La lista presentata il 16 aprile è “dinamica” e può essere ampliata o ristretta in qualunque momento, ha precisato la Commissione.
Ci sono state forti polemiche per l’inserimento nella lista della Tunisia, che le Nazioni Unite hanno di recente accusato di perseguitare gli oppositori.
La Commissione ha riconosciuto che politici, attivisti, giornalisti e avvocati sono stati arrestati nel paese, sottolineando però che “la repressione non ha raggiunto livelli tali da essere definita sistematica”.
“Si tratta di una flagrante violazione del diritto umano fondamentale d’asilo”, ha dichiarato all’Afp Romdhane Ben Amor, del Forum tunisino per i diritti economici e sociali (Ftdes).
Per entrare in vigore, la proposta della Commissione dovrà essere approvata dal parlamento europeo e dagli stati membri.
Roma ha definito la presentazione della lista “un grande successo del governo italiano”.
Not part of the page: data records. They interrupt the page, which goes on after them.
PR #290, opened 2020-03-04
soca works without cicen

travissluka:
## Description

I know that ice is awesome, but soca-realtime is currently not using ice in its 3dvar. This PR restores the capability to run soca without ice.
- switched a line in `soca_fields_mod` so that it doesn't try to read an ice restart file if no filename is given
- added `%has('cicen')` statements to the balance operator so that it skips sections of the code if no `cicen` is given

## Testing

- A new test (`test_soca_varchange_balance_TSSSH`) was added that tests only the T/S/SSH parts of the balance. (similarly, when U/V balance is eventually added, a `_TSSSHUV` test should be added)
- no other tests are impacted, passes on gcc and intel19, confirmed to be working with soca-realtime


guillaumevernieres (approved):
:+1:

Issue #282, opened 2020-02-18
Geostrophic balance


guillaumevernieres:
Add geostrophic constraint in covariance model.

PR #291, opened 2020-03-04
u and v added along with corresponding geometry

### LINKED ISSUE #283: C-grid geometry
## Description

Sotto pressione per inasprire la sua politica migratoria, il mese scorso Bruxelles aveva già presentato delle misure per accelerare le espulsioni degli immigrati irregolari. In particolare, la Commissione aveva proposto di definire un quadro giuridico per la creazione di centri per i migranti al di fuori dei confini nazionali, i cosiddetti “hub di rimpatrio”.